PR #87, opened 2023-02-02
Add Hive statements

### LINKED ISSUE #69: Support for Hive specific statements

matthias-Q:
This PR adds hive specific syntax for `CREATE TABLE` statements following the Impala syntax.

Hive style databases have an even more diverse set of SQL statements. I have tried to integrate them into the current syntax as smooth as possible. I have created a new node called `table_settings` with should include most of the new statements. Some of them are also supported by MySQL and Postgres (e.g. `PARTITION|PARTITIONED BY`). I also modified a bit the `TABLEPROPERTIES` since the `TBLPROPERTIES` of are quite similar.

Here is the reference statement that I tried to implement:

#### [Problem details]
Which lines run from the first of the listing to the line containing "This PR adds"? Reproduce those exactly, both ends included.

#### [Output for this task]
PR #87, opened 2023-02-02
Add Hive statements

### LINKED ISSUE #69: Support for Hive specific statements

matthias-Q:
This PR adds hive specific syntax for `CREATE TABLE` statements following the Impala syntax.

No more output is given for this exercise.